Droghe e tossicodipendenze

Quali sono, gli effetti che provocano e i Servizi per le Dipendenze a Torino

L’OMS - Organizzazione Mondiale della Sanità - definisce droga “qualsiasi sostanza che introdotta in un organismo vivente ne modifica il funzionamento e/o gli atteggiamenti sia fisici che psichici”.

La droga provoca dipendenza.

Per dipendenza si intende una condizione patologica per cui la persona perde ogni possibilità di controllo sull'abitudine.

La dipendenza può essere:

  • psichica: anche dopo i trattamenti disintossicanti rimane latente e pericolosa, si ha la sensazione di non poter più vivere senza la droga e alla prima occasione si rischia di ricominciare. Questa dipendenza non sempre può essere superata con la motivazione e la forza di volontà
  • fisica: l’organismo si adatta alla presenza della sostanza e non riesce a farne a meno. E' collegata alla crisi d'astinenza e provoca sintomi fisici intensi e sgradevoli
  • psico-fisica.

La dipendenza provoca tolleranza, capacità di sopportare dosi progressivamente maggiori di droga, e assuefazione, quando l’organismo richiede un quantitativo più elevato di sostanza per continuare a provare la stessa intensità di sensazioni.
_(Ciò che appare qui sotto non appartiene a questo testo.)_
PR #3180, opened 2018-05-18
Rollups: Enablement Fix for RecordTypes 

bethbrains:
# Critical Changes

# Changes

* Fix the enablement process to not exclude Inactive RecordTypes during the conversion from legacy RecordType.Id to RecordType.DeveloperName when building CRLP filters
* Remove the default RecordType for building the CRLP filters. All values should always come directly from the custom settings object, even if the field in the custom settings is null
* In Skew Mode jobs, significantly increase the `MAX_BATCHES_TO_HOLD_BEFORE_COMMIT` value to avoid unnecessary commits to the parent object.

# Issues Closed

# New Metadata

# Deleted Metadata

### DIFF
--- a/src/classes/CRLP_Batch_Base_Skew.cls
+++ b/src/classes/CRLP_Batch_Base_Skew.cls
@@ -44,7 +44,7 @@ public abstract class CRLP_Batch_Base_Skew extends CRLP_Batch_Base {
      * this number of batch iterations. After that number, the record will be committed to the database.
      * Salesforce can easily put data significantly out of sequence -- hundreds or even thousands of batch iterations.
      */
-    private Integer MAX_BATCHES_TO_HOLD_BEFORE_COMMIT = 200;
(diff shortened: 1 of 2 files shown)


force2b:
@bethbrains Though this technically fixes the problem in question, it appears the case was slightly more nuanced. The Id value left in the string was actually a valid `RecordType.Id`, but it belonged to a RecordType that was inactive. So, I believe the additional fix we need to make is to ensure the query of RecordType that populates the `recordTypesById`  map does not exclude inactive record types. Between the two changes that completely resolve the problem.

njjc:
@force2b I'm curious why the 'Membership' record type dev name is hard coded in a bunch of places in that class.

force2b:
@njjc  Looks like when the code was first written I defined `Membership` as the default record type to exclude if the custom settings field was null. That's definitely not correct though. It should use whatever value is in the custom settings field. I'll remove.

La droga rende difficili i contatti sociali, personali e lavorativi: nel tempo la ragione e la volontà si annullano.

In Italia la coltivazione, la produzione, il possesso e il consumo di stupefacenti sono illegali.

Oltre alla consapevolezza delle conseguenze sul fisico e sulla psiche, chi si avvicina all’uso di sostanze stupefacenti, dovrebbe prendere in considerazione anche le conseguenze penali.

La legge infatti punisce chi acquista, riceve o detiene sostanze stupefacenti non destinate all’uso personale.

La normativa prevede il reato di traffico illecito con pene da 2 a 6 anni per le droghe leggere e da 8 a 20 anni per le droghe pesanti.

Sanzioni più lievi sono previste per lo spaccio di piccole dosi di stupefacenti: reclusione da 6 mesi a 4 anni e una multa da 1.000 a 15.000 euro.

L'acquisto e la detenzione di sostanze per uso personale non ha rilevanza penale. Sono comunque previste sanzioni amministrative quali la sospensione della patente, del porto d'armi, del passaporto e del permesso di soggiorno con durata variabile a seconda che si tratti di droghe pesanti (da 2 mesi a un anno) o leggere (da uno a 3 mesi).

La cannabis è considerata una droga leggera.

Occorre però distinguere fra vari tipi di cannabis: indica, sativa, ruderalis o ibride.

In Italia è attualmente legale solo la cannabis sativa L con THC (tetraidrocannabinolo), il principio attivo delle cannabis, fino all'0,5%, per cui si chiama anche Cannabis light.

Le droghe sintetiche riconducibili per struttura chimica o effetti tossicologici al THC sono invece considerate droghe pesanti.

Per la distinzione tra droghe leggere e droghe pesanti potete consultare le tabelle allegate alla Legge n. 79 del 16/5/2014.

Cannabis: marijuana e hashish

Sono derivati della cannabis.

Marijuana: fiori essiccati e conciati delle piante di cannabis, appartenenti alla canapa indiana.

Hashish: sostanza stupefacente psicoattiva derivata dalla resina della pianta di cannabis.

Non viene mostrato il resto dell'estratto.